Post-competition work uses DATABench to evaluate large-table reasoning architectures. TableZoomer reports that, with Qwen3-8B, conventional PoT yields 67.82% average EM on DataBench, whereas TableZoomer reaches 87.16%, an absolute gain of 19.34%; it also reports gains for Qwen3-14B, Qwen2.5-32B, Qwen3-32B, QwQ-32B, TeleChat2.5-35B, and Llama3.1-70B (Xiong et al., 1 Sep 2025). A plausible implication is that DATABench has become not only a shared-task benchmark but also a post hoc testbed for large-table localization and reasoning strategies.
6. Failure modes, future directions, and nomenclature
Published system papers identify several recurring failure modes. The NL-to-SQL submission explicitly notes complex numerical reasoning errors, especially in ranking, aggregation, and filtering chains, and categorical misclassification, where the system returns a semantically related but incorrect category (Tyagi et al., 11 Sep 2025). The ITUNLP paper groups failures into Runtime, Syntax, and Degenerate Loop errors, and states that runtime errors dominate initially; it further reports that the iterative correction loop reduces code execution errors by nearly half on average (Site et al., 1 Aug 2025). The AILS-NTUA paper adds that many remaining mistakes are semantic rather than syntactic, including wrong column selection, confusing maximum with most frequent, and incorrect question interpretation (Evangelatos et al., 1 Mar 2025).

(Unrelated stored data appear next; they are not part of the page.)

PR #333, opened 2018-10-12
Skip the netmesh-test image and remove some debug

mestery:


mestery:
@sbezverk same netns failure so this can be merged as we debug that failure.

PR #337, opened 2018-10-14
Rename dataplaneinterface -> dataplane

edwarnicke:
This is build on PR #336.  Only the last commit in the chain
belongs to this PR.


.travis.yml
```diff
@@ -24,11 +24,14 @@ script:
   - go install ./vendor/k8s.io/kube-openapi/cmd/openapi-gen
   - make dep-check
   - yamllint -c .yamllint.yml $(git ls-files '*.yaml' '*.yml' | grep -v 'vendor/')
+  - cd dataplanes/vpp;make all; cd -
```
mestery: This may conflict since it merged as a part of #336, as well as some other changes below.

PR #352, opened 2018-10-17
Add dataplane build into CircleCI scripts

mestery:
Also cleanup the formatting of the dataplane build in .travis.yml.


mestery:
@edwarnicke This patch shows that the Dataplane was not being built in CircleCI. Still, it should have been built in travis-ci and failed there, so lets see if the travis-ci build fails or not.

edwarnicke:
@mestery #353 should fix the build breakage correctly

As to building dataplane in CircleCI, its a good thing, I suspect it hit a ships-in-the-night effect as it wasn't being built in TravisCI when CircleCI copied the build logic over, so good to fix that here.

The proposed remedies are correspondingly structural rather than purely model-scaling based. The "Future Work" section of the NL-to-SQL paper suggests stronger contextual reasoning, better token representations for tables, more explicit schema understanding, and improved verification/refinement (Tyagi et al., 11 Sep 2025). TableZoomer’s ablation results similarly identify Table Schema representation and Table Zooming as the most critical contributors, with Entity Linking and ReAct providing smaller but consistent gains (Xiong et al., 1 Sep 2025). This suggests that DATABench rewards pipelines that explicitly separate schema compression, evidence localization, executable reasoning, and answer formatting.

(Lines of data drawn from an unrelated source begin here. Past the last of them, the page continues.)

PR #354, opened 2018-10-17
Make packet-destroy more stable

edwarnicke:
packet-destroy as part of the packet-integraion-tests job
was slow and unstable, due to issue with pulling
the provision docker image from the remote_docker
being very very slow (sometimes taking 30 minutes, or
timing out).

This same docker image, when used as the basis for a standalone
job (as is done for packet-deploy) is zippy and reliable.

This patch breaks packet-destroy out into a separate job.
In the event that integration-tests fails, it will use
the CircleCI API to launch the packet-destroy job.

This is done by storing the /cncf/data needed in a cache
with key cncf-data-{{.Environment.CIRCLE_WORKFLOW_ID}}
and having the API set CIRCLE_WORKFLOW_ID in the packet-destroy
job to match.

This has been tested and works.

### DIFF
--- a/.circleci/config.yml
+++ b/.circleci/config.yml
@@ -47,10 +47,11 @@ jobs:
           command: kubectl create -f /cncf/rbac/
           environment:
             KUBECONFIG: /cncf/data/kubeconfig
-      - persist_to_workspace:
-          root: /cncf/data
+      - run: find /cncf/data
+      - save_cache:
+          key: cncf-data-{{.Environment.CIRCLE_WORKFLOW_ID}}
           paths:
-            - ./*
+            - data
 
   packet-integration-tests:
     working_directory: /go/src/github.com/ligato/networkservicemesh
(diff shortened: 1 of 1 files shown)


.circleci/config.yml
```diff
@@ -62,15 +63,49 @@ jobs:
...
+          key: cncf-data-{{.Environment.CIRCLE_WORKFLOW_ID}}
+      - run: find /cncf/data
+      - checkout:
+          path:
+            nsm
+      - run: nsm/.circleci/set-nameserver.sh
+      - run: nsm/.circleci/provision.sh packet-destroy
+      - run:
+          when: on_fail
+          command: nsm/.circleci/provision.sh packet-destroy
```
platoff: @edwarnicke should we remove on_fail -> packet_destroy here (in packet-destroy job)?

edwarnicke: @platoff I'm honestly OK with either keeping it or leaving it.  My thinking in leaving it had been that in the event of some kind of problem destroying the cluster, it would 'retry' destroy.  That said, running from the provision container for destroy seems super reliable, so it may not be necessary.

Do you have any strong opinions here?

platoff: @edwarnicke +1 for the purpose of 'retry' destroy.

.circleci/config.yml
```diff
@@ -47,10 +47,11 @@ jobs:
           command: kubectl create -f /cncf/rbac/
           environment:
             KUBECONFIG: /cncf/data/kubeconfig
-      - persist_to_workspace:
-          root: /cncf/data
+      - run: find /cncf/data
```
mestery: Are these `find /cncf/data` simply for debug purposes?

.circleci/config.yml
```diff
@@ -47,10 +47,11 @@ jobs:
...
+      - save_cache:
+          key: cncf-data-{{.Environment.CIRCLE_WORKFLOW_ID}}
           paths:
-            - ./*
+            - data
```
mestery: For my own understanding, is this saving `cncf-data-{{.Environment.CIRCLE_WORKFLOW_ID}}` in the directory `data`? If so, should we put an absolute path here rather than what looks to be a relative path?

.circleci/config.yml
```diff
@@ -63,15 +64,49 @@ jobs:
...
             sudo apt-get install gettext-base
-      - attach_workspace:
-          at: ./data
+      - run:
+          command: |
+            sudo mkdir -p /cncf/data
+            sudo chown -R circleci:circleci /cncf/
+          name: Cache Prep
+      - restore_cache:
+          key: cncf-data-{{.Environment.CIRCLE_WORKFLOW_ID}}
```
mestery: This is restored from a CircleCI internal cache? Is it restoring a directory?

.circleci/config.yml
```diff
@@ -63,15 +64,49 @@ jobs:
...
           environment:
             KUBECONFIG: /go/src/github.com/ligato/networkservicemesh/data/kubeconfig
       - run:
-          when: always
-          command: ./.circleci/destroy-cluster.sh
+          when: on_fail
+          name: Trigger packet-destroy
+          command: |
+            curl --user ${CIRCLE_API_PROJECT_TOKEN}: \
+                --data build_parameters[CIRCLE_JOB]=packet-destroy \
```
mestery: This is fun :)

.circleci/config.yml
edwarnicke: You are correct, let me remove them.

.circleci/config.yml
edwarnicke: Not quite ;)  For reference, the [CircleCI Caching docs](https://circleci.com/docs/2.0/caching/) are pretty good, but here's the tl;dr version :)
```cncf-data-{{.Environment.CIRCLE_WORKFLOW_ID}}``` is the cache key.  You can write to a cache key precisely *once*.  Its write once, and then read only.

The ```{{.Environment.CIRCLE_WORKFLOW_ID}}``` expands to the environment variable CIRCLE_WORKFLOW_ID, which has the id for this workflow run.  paths tells us which directories to put into the 'cache' for that cache key.  So it goes and grabs everything in directory (relative to the working dir, which is /cncf/ and puts it in the cache under the cache key cncf-data-{{.Environment.CIRCLE_WORKFLOW_ID}}

Then when we use the CircleCI API via curl later we set the CIRCLE_WORKFLOW_ID, and it will look up the correct cache we put aside here.  The /cncf/data dir has all the info needed to clean up in packet-destroy.

Make sense?

.circleci/config.yml
edwarnicke: It is restoring from the cache.  ```cncf-data-{{.Environment.CIRCLE_WORKFLOW_ID}}``` is the cache key to be restored.  It restores the directory originally cached, which was /cncf/data

.circleci/config.yml
edwarnicke: Super fun!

The name itself requires disambiguation. In 2025–2026 literature, DATABench also denotes a benchmark framework for data lakes that targets structured, semi-structured, and unstructured data, with workloads such as keyword search over IMDb, DBLP, and Apache HTTP logs (Lyu et al., 27 Jan 2026). It also denotes an adversarial benchmark for dataset auditing consisting of 17 evasion attacks, 5 forgery attacks, and 9 representative auditing methods (Shao et al., 8 Jul 2025). These are unrelated to the SemEval table-QA benchmark. Historically adjacent but also distinct is BigDataBench, a scalable and unified benchmark suite for big data and AI whose methodology is organized around eight data motifs and whose scope includes 13 representative real-world data sets, 47 benchmarks, 7 workload types, and 17 software stacks (Gao et al., 2018).